A dapper figure in an immaculate suit steps out of a sports car and makes his way across a courtyard while the beautiful seaside vistas of Majorca, Spain provides stunning scenery. Is that you 007? No, it’s Hiddleston, Tom Hiddleston. He’s playing Jonathan Pine in The Night Manager, a spy thriller adapted from the acclaimed novel of the same name by author, John le Carré.
The case for Hiddleston as Bond is stated in this brilliant series that tells the story of Pine, a former British soldier turned hotel manager who is recruited by British intelligence operative (Olivia Coleman) to investigate whether a businessman/philanthropist (Hugh Laurie) is an arms dealer.
The role of Bond is currently up for grabs because Daniel Craig is still deciding whether he wants to return.

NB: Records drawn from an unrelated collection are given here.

PR #5438, opened 2022-06-08
Fixes #5436 Messages datetime

### LINKED ISSUE #5436: Messages Screen - Show Messages with time component
We need to modify the messages screen to show both the date and the time that a message is received.  If a lot of messages are received in the interface on the same day, it is difficult to figure out the newer messages.

adunsulag:
Made it so the date and time of the message received is shown.


bradymiller (approved):

stephenwaite:
bradys-panda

The actor was rumoured to have been offered $200 million to return for 2 more films in the series. Craig’s comments while doing an interview to promote Spectre indicated he wasn’t interested in the role anymore when he said: “I'd rather break this glass and slash my wrists. No, not at the moment. Not at all”.
The producers of the Bond franchise scrambled to defend the comments by highlighting Craig’s dark sense of humour, but it turns out they were already looking for their new 007. On several occasions, Hiddleston has been spotted meeting with producers and directors who work on the Bond films.

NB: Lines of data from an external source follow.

PR #5448, opened 2022-06-09
New external MDHT validation

### LINKED ISSUE #5447: Need different CCDA validation for ONC negative testing
### Describe the problem
Though recommended by C-CDA I.G, our current schematron will not catch many potential conformance errors.
Solution is to implement the same validator that is used by the ONC testing environment.
The validator is a Java project which can be ran in a local Tomcat instance or via a rest API call to ONC public server.

Will set up globals to enable and address location.

sjpadgett:
- add functionally to validation service.
- fix referral from direct to be empty
- new globals for validation server

Fixes #5447

### DIFF
--- a/library/globals.inc.php
+++ b/library/globals.inc.php
@@ -3509,6 +3509,20 @@ $GLOBALS_METADATA = array(
             '',
             xl('USPS Web Tools API Username')
         ),
+
+        'mdht_conformance_server_enable' => array(
+            xl('Use MDHT External Validation Service'),
+            'bool',                           // data type
+            '0',
+            xl('Enable CCDA conformance and validation API service')
+        ),
+
+        'mdht_conformance_server' => array(
+            xl('CCDA MDHT Validation API Server Address'),
+            'text',                           // data type
+            'http://ccda.healthit.gov',
+            xl('CCDA conformance and validation API service URL. Default is a public server mainly used for testing. Production sites should spin up your own.')
+        ),
     ),
 
     'Rx' => array(
--- a/src/Services/Cda/CdaValidateDocuments.php
+++ b/src/Services/Cda/CdaValidateDocuments.php
@@ -12,14 +12,29 @@
 
 namespace OpenEMR\Services\Cda;
 
+use CURLFile;
+use CURLStringFile;
 use DOMDocument;
 use Exception;
 use OpenEMR\Common\System\System;
+use stdClass;
 
 class CdaValidateDocuments
 {
+    public $externalValidatorUrl;
+    public $externalValidatorEnabled;
+
     public function __construct()
     {
+        $this->externalValidatorEnabled = !empty($GLOBALS['mdht_conformance_server_enable'] ?? false);
+        $this->externalValidatorUrl = null;
+        if ($this->externalValidatorEnabled) {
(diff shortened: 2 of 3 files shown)


sjpadgett:
image

sjpadgett:
I plan to merge as quickly as possible so @adunsulag can have for his development.

library/globals.inc.php
```diff
@@ -3509,6 +3509,20 @@ function gblTimeZones()
...
+            xl('Use MDHT External Validation Service'),
+            'bool',                           // data type
+            '0',
+            xl('Enable CCDA conformance and validation API service')
+        ),
+
+        'mdht_conformance_server' => array(
+            xl('CCDA MDHT Validation API Server Address'),
+            'text',                           // data type
+            'http://ccda.healthit.gov',
```
adunsulag, line 3523: can we assume the file will always have the /referenceccdaservice/ path?  Or would it be better to specify the full server address here?  That leaves the option for people to customize / change this if they never need it to.

src/Services/Cda/CdaValidateDocuments.php
```diff
@@ -12,14 +12,29 @@
...
 {
+    public $externalValidatorUrl;
+    public $externalValidatorEnabled;
+
     public function __construct()
     {
+        $this->externalValidatorEnabled = !empty($GLOBALS['mdht_conformance_server_enable'] ?? false);
+        $this->externalValidatorUrl = null;
+        if ($this->externalValidatorEnabled) {
+            $this->externalValidatorUrl = trim($GLOBALS['mdht_conformance_server'] ?? null) ?: 'http://ccda.healthit.gov';
```
adunsulag, line 32: Does trim work on a null?

src/Services/Cda/CdaValidateDocuments.php
```diff
@@ -30,14 +45,54 @@ public function __construct()
...
+     * @param $xml
+     * @return array|mixed
+     */
+    public function ettValidateCcda($xml)
+    {
+        try {
+            $result = $this->ettValidateDocumentRequest($xml);
+        } catch (Exception $e) {
+            $e = $e->getMessage();
+            error_log($e);
```
adunsulag, line 71: I would change this to (new SystemLogger())->errorLogCaller($e->getMessage(), ["trace" => $e->getTraceAsString()]);  This will escape any user data that could have been passed back from the exception since you are doing a web request here.

adunsulag (commented):
Hey @sjpadgett Just noted a couple things, one minor security fix with the error_log.  Other than that it looks great!

src/Services/Cda/CdaValidateDocuments.php
sjpadgett: yes

library/globals.inc.php
sjpadgett: all arguments are specific to this server.

adunsulag:
Looks good to me, feel free to bring it when you're ready @sjpadgett.

sjpadgett:
thanks for the review Stephen.

sjpadgett:
Hitting the public server is kind of slow so you may want to try against my server Stephen if it seems tedious to you. I'll send the web address in email.

bradymiller:
2DV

Currently, UK betting agencies have Hiddleston down as an 8/1 chance of playing Bond while Tom Hardy is currently the frontrunner at 4/1. No matter what the outcome, it’s clear, the folks behind Bond saw The Night Manager and called Hiddleston. And for a very good reason – he’s qualified for the job based on this series.
But don’t go into The Night Manager expecting an Aston Martin shooting rockets. Ian Fleming created Bond as a masculine fantasy that indulged in sex, violence, drinking, cars and gadgets. Le Carré is credited as one of the authors whose stories got close to the reality of spycraft by focusing less on gizmos and more on how spies hide in plain sight by not drawing any attention to themselves. Fleming’s creation wears a tuxedo; le Carré’s a plain t-shirt.

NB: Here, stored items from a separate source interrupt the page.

PR #5451, opened 2022-06-10
quick fix prior commit

sjpadgett:
- use CURLStringFile is only valid for PHP >= 8.1
- remove unused use

Nuts is about all I have to say about this!:)


adunsulag:
Well that's awful.  Sorry for the bad advice!

sjpadgett:
not on you. CURLFile is okay. CURLStringFile is new where I was using it but forgot to remove the use when I switched.
so, my boo boo! I'll store it away though and blame you for something else when it comes up.

PR #5452, opened 2022-06-10
Openemr fix 5450 ccda viewer display options

### LINKED ISSUE #5449: ccda viewer missing content
Our implementation of the ccda viewer is missing the softwareDevice information that ONC checks for in their html output comparisons.  We are also missing timezone information. We are also missing the OID information for the patient ids.

### LINKED ISSUE #5450: ccda viewer section display options
We need to be able to view a single section of ccda at a time.  Ideally we could toggle all the sections to be turned off, toggle a single section at a time to be on, and turn on and off sections.

This needs to work with our initial section preferences that are available in globals and user preferences.  IE, the section limiting and section re-ordering.

adunsulag:
Fixes #5449 
Fixes #5450

Removed the duplicate cda-web.xsl file that was just a copy of the
cda.xsl file.

Added better support for assignedAuthor.softwareName
Added back the timezone component display
Added the oid display for patient ids
Disabled section sorting, Adding a single section display component

Setting the stage for a ccda toggle button on the top left.

[Integrated single/multi section hide/display toggles](https://github.com/openemr/openemr/commit/96731eda3fd19efdaa020a22614a6dd03d818a75) 

Still need to handle the overall clinical sections toggle

Screenshots:

Toggle Navigation options on ccda view
image

Toggle multiple sections hidden
image

Single Section View
image


sjpadgett:
Looks great Stephen.
The way ONC is going it won't be long until we have to have smiley faces on a good visit!:)

bradymiller:
tenor99

adunsulag:
Added a section if everything is hidden to indicate no clinical information is present.
image

Got the sorting working in this latest push so sections can now be dragged and dropped if someone wants to change up the display order at the time of print.  They can re-arrange sections different than what their global preferences are.  I thought it'd be nice if we could just save the preferences right there, but we use the same CDA.xsl for generating our offline version so I didn't worry about it.

One unfortunate caveat with using the Lantana version is that it doesn't have any of the language translations that the HL7 V4 CDA has.  We may want to look at doing translations for a future improvement.  One thought would be to make the CDA.xsl a php file that would then generate the CDA.xsl file.  That would enable us to get translations based on the user's preferences.  It'd be quite a bit of work though so I'm not going to tackle it before our ONC certification.

adunsulag:
@bradymiller this is now ready for review.

bradymiller (approved):

bradymiller:
@adunsulag , looks great!

PR #9178, opened 2025-10-16
test(procedure_order): test different hl7 generations

kojiromike:

Generated code that tests `interface/forms/procedure_order/common.php`


kojiromike:
Superseded and split in two:

- #13544 — the fixture managers, brought up to current conventions. The `.json` fixtures here never actually loaded: since #11025, `BaseFixtureManager::getFixturesFromFile()` `require`s the path, and a `require` on JSON returns `1` rather than an array. Also fixes a double patient install that broke `form_encounter`'s pid subquery.
- #13545 — the tests, rewritten. #9207 gave the four generators distinct names and a uniform signature, which removed the function-name collision that forced the four `markTestSkipped` placeholders here. The replacement has 40 cases and no skips, including the LabCorp requisition assertions this PR had to comment out.

This PR can be closed in favor of those.

PR #9186, opened 2025-10-16
ci: drop path coverage

### LINKED ISSUE #9184: Major performance regression in covered Services tests
Uncovered, the services tests take 10 seconds.
Covered, they take ~30 minutes.

Even the E2e tests only take 8-10 minutes.

Time to figure out what is causing those tests to take such a big hit.

kojiromike:
Fixes #9184

Path coverage covers every possible path through the code, which is exponential, if more detailed. It's more than OpenEMR needs right now.

### DIFF
--- a/ci/ciLibrary.source
+++ b/ci/ciLibrary.source
@@ -24,7 +24,6 @@ coverage_args=(
     --coverage-filter src
     --coverage-filter tests
     --coverage-text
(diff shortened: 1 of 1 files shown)


kojiromike:
That's better, 2m8s for services testing this round. Now just need to see if the coverage report is adequate.

PR #9207, opened 2025-10-20
fix(gen_hl7_order): consistent signature

### LINKED ISSUE #9206: Labcorp gen_hl7_order compatibility break
There are several implementations of `gen_hl7_order`, but the LabCorp one requires a parameter that the others don't. This breaks static analysis.

---

So this is a problem with how OpenEMR in the past has handled polymorphic functions.  In this case $reqStr is actually required in this function call as its used as a parameter in labcorp/gen_hl7_order.inc.php  but is NOT used in the default orders/gen_hl7_order.inc.php

_Originally posted by @adunsulag in https://github.com/openemr/openemr/pull/9126#discussion_r2436348515_

kojiromike:
Fixes #9206

Use a consistent function signature for all the `gen_hl7_order` implementations so that static analysis can work.

- [x] create a new `Hl7OrderResult` class. (Currently basically a struct, but these function implementations could be moved into it some day.) 
- [x] rewrite all the `gen_hl7_order` implementations to always take an int, return an `Hl7OrderResult`, and throw exceptions instead of taking an int and various references, and returning a string that indicates an error.
- [x] clean up the header docblocks to use consistent layout for author, copyright and license.

### DIFF
--- a/interface/forms/procedure_order/common.php
+++ b/interface/forms/procedure_order/common.php
@@ -1,7 +1,7 @@
 <?php
 
 /**
- * Encounter form for entering procedure orders.
+ * Encounter form for entering procedure orders
  *
  * @package   OpenEMR
  * @link      http://www.open-emr.org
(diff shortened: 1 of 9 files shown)


bradymiller (approved):
nice!

PR #9212, opened 2025-10-21
chore(ci/ciLibrary.source): bump phpcov to 11.0.2

kojiromike:


kojiromike:
While phpcov is not very well documented, it seems to be the case that while 11.0.0 works fine for us, 11.0.2 depends on phpunit 12, and phpunit 12 requires php 8.3+. So giving up on this for now.

bradymiller:
yep, seem like phpunit always has their most recent production version set to not work with the lowest supported php version :)

PR #9216, opened 2025-10-21
ci(test): make phpinfo available from testing

kojiromike:

Create a phpinfo.php file for the web api, and make it an artifact for easier observability during testing.

Create ci/phpinfo.php, use curl to fetch it, and upload it to Github during testing.

### DIFF
--- a/ci/phpinfo.php
+++ b/ci/phpinfo.php
@@ -1,0 +1,3 @@
+<?php
+
+phpinfo();
--- a/.github/workflows/test.yml
+++ b/.github/workflows/test.yml
@@ -247,6 +247,17 @@ jobs:
         . ci/ciLibrary.source
         install_configure
 
+    - name: PHP info
+      run: |
+        curl -fsSL phpinfo.html http://localhost/ci/phpinfo.php | tee phpinfo.html
+
+    - name: Upload PHP info to GitHub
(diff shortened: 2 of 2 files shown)


ci/phpinfo.php
```diff
@@ -0,0 +1,3 @@
+<?php
```
bradymiller, line 1: hi @kojiromike , won't this allow anybody to look at this information for production instances?

bradymiller: to followup on this, couldn't this be done without needing to have this script?

kojiromike: @bradymiller interesting point, we should not allow access to ci/* from deployed instances.

kojiromike: @bradymiller to follow up on your followup: I don't want to use an SAPI=='cli' solution for this, because it might behave differently from the e2e webserver runtime. So I think phpinfo is the right way to go. But we could produce it dynamically from ci/ciLibrary.source.

bradymiller: yep, that's what i meant to create it dynamically. having phpinfo available would be considered a security issue since can get bunch of server info from it to see if vulnarable to stuff. everything else in ci is safe (ie. outside user can't do anything with it unless they want to set up their own ci :) ).

PR #9219, opened 2025-10-22
ci: create phpinfo dynamically

### LINKED ISSUE #9218: avoid having phpinfo in ci
yep, that's what i meant to create it dynamically. having phpinfo available would be considered a security issue since can get bunch of server info from it to see if vulnarable to stuff. everything else in ci is safe (ie. outside user can't do anything with it unless they want to set up their own ci :) ).

_Originally posted by @bradymiller in https://github.com/openemr/openemr/pull/9216#discussion_r2449700392_

kojiromike:
Fixes #9218

Guard ci/phpinfo.php and other ci php with an environment variable, preventing it from being accessed accidentally.

Add an environment variable guard to ci/phpinfo.php.
Add the environment variable to the docker compose files.

### DIFF
--- a/ci/compose-shared-apache.yml
+++ b/ci/compose-shared-apache.yml
@@ -6,8 +6,9 @@ services:
     volumes:
     - ../:/var/www/localhost/htdocs/openemr
     environment:
-      FORCE_NO_BUILD_MODE: "yes"
       EMPTY: "yes"
+      FORCE_NO_BUILD_MODE: "yes"
+      OPENEMR_E2E_ENABLE_CI_PHP: "1"
       SELENIUM_BASE_URL: "http://openemr"
     healthcheck:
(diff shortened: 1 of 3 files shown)


kojiromike:
@bradymiller after some thought I realized I need to put some other php in `ci`, so a guard makes more sense than dynamically generating all of it. There's also precedence, since we effectively call https://github.com/openemr/openemr/blob/06cbbae994d48ec183fcc83f5c604572ecf8ed04/contrib/util/installScripts/InstallerAuto.php#L78 during ci as well.

This may be a better way to go because I still need to introduce more php into `ci/` in #9217.

bradymiller (approved):

bradymiller:
hi @kojiromike  , looks great!

PR #9220, opened 2025-10-22
ci(test): break into reusable workflow

### LINKED ISSUE #9222: Create individually-runnable ci test jobs
Currently test.yml is a monolith that iterates over ci directories to create configurations for running lots of different test configurations in a matrix. When working to improve the tests, I frequently create a bunch of wasteful test runs in duplicate. I'd like to be able to trigger a single test with a custom configuration without having to necessarily push code.

To that end, I propose to move the test code to its own dispatchable workflow, and call it. The end result will be much the same as it is today, except we'll also be able to run a single test on its own, if we want.

kojiromike:
Fixes #9222

Break up test.yml into a reusable, dispatchable workflow, so that we can run or re-run individual tests when needed.

I modified test.yml so that it uses workflow call/dispatch to run a single test. To call it, I broke up collect into two parts: one to collect the ci docker dirs, and the other to parse the config from that. I put the parse config step into the test.yml, and then created test-all.yml to collect the docker dirs and call the individual test.ymls for each one.

So test-all.yml is called for pull requests, and will behave as usual, with some slight display differences.
But if we need to debug a single test configuration, we can run test.yml with workflow dispatch with much lower overhead.

### DIFF
--- a/.github/workflows/test.yml
+++ b/.github/workflows/test.yml
@@ -1,160 +1,86 @@
 ##
-# OpenEMR has two different kinds of tests:
-# - "Isolated tests": Tests that run without secondary services, a data layer or significant initialization requirements
-# - "Tests": Tests that require a database and initialization before they can run or pass.
-# This workflow runs the kind that requires initialization.
+# Reusable workflow for running OpenEMR tests
+# Accepts a docker directory name and parses all configuration from it
 
 name: Test
 
+run-name: ${{ inputs.display_name || inputs.docker_dir }}
+
 on:
-  push:
-    branches:
-    - master
-    - rel-*
-  pull_request:
-    branches:
-    - master
-    - rel-*
+  workflow_call:
+    inputs:
+      docker_dir:
+        required: true
+        type: string
+        description: 'Docker directory name (e.g., apache_84_114)'
+      display_name:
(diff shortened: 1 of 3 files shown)


ci/parse_docker_dir.sh
```diff
@@ -0,0 +1,113 @@
+#!/usr/bin/env bash
```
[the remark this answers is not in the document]
kojiromike: Sometimes copilot says things that are pure nonsense. This is one of them.

.github/workflows/test.yml
```diff
@@ -1,160 +1,86 @@
...
+      docker_dir:
+        description: 'Docker directory name'
+        required: true
+        type: choice
+        options:
+          - apache_84_114
+          - apache_84_57
+          - apache_83_114
+          - nginx_84_114
+          - nginx_83_114
```
bradymiller, line 47: hi @kojiromike , Just trying to figure out what the hard-coded options above are for.

kojiromike: These create a dropdown so it's easy to pick from. I also don't love the fact that they're hard-coded, but not sure if there's a better way to make a picker.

The Night Manager plays a little in both worlds under the direction of Suzanne Bier (who makes her own case for the Bond gig) and writer David Farr. The series has the glamour of Bond but the tension is found in the grunt work Pine does going undercover. Pine learns to pass on information to operatives by ordering ice cream, sleight of hand becomes essential to sneaking documents around and the closest he gets to a gadget is a set of wire cutters.
Throughout it all, Hiddleston gives a composed performance that shows a knack for acting cool under pressure. There’s complexities to the performance as the story escalates but Hiddleston handles himself with the class of a 00-agent. Plus the modern expectations of Bond have become accepting of a few frayed edges, as exemplified by the Craig era of films.
Hiddleston not only acts the part – he looks the part. Before he says one line of dialogue he cuts the perfect frame as the man who could be Bond. Bier knows her leading man has gravitas and allows the camera to move low and slow with him for the maximum amount of cool. It adds up when you throw in the chemistry Hiddleston has with Elizabeth Debicki and things start getting sexy.
Hiddleston can also match wits with Laurie’s maniacal character, highlighting the importance of having a villain who challenges the spy protagonist both physically and mentally. The Night Manager has its action-packed moments but the paranoia and second guessing at play as minds go to war makes it thrilling on another level.
If you can’t wait any longer to get that next Bond fix, The Night Manager is the place to go. It’s a series that manages to outwit 007 while borrowing heavily from the spy franchise’s style in a way that’s nearly undisguisable from the real thing. Plus you get bragging rights if Hiddleston gets the gig.
The Night Manager airs Wednesdays at 8:30pm on SBS. After they air, episodes will be available on SBS On Demand.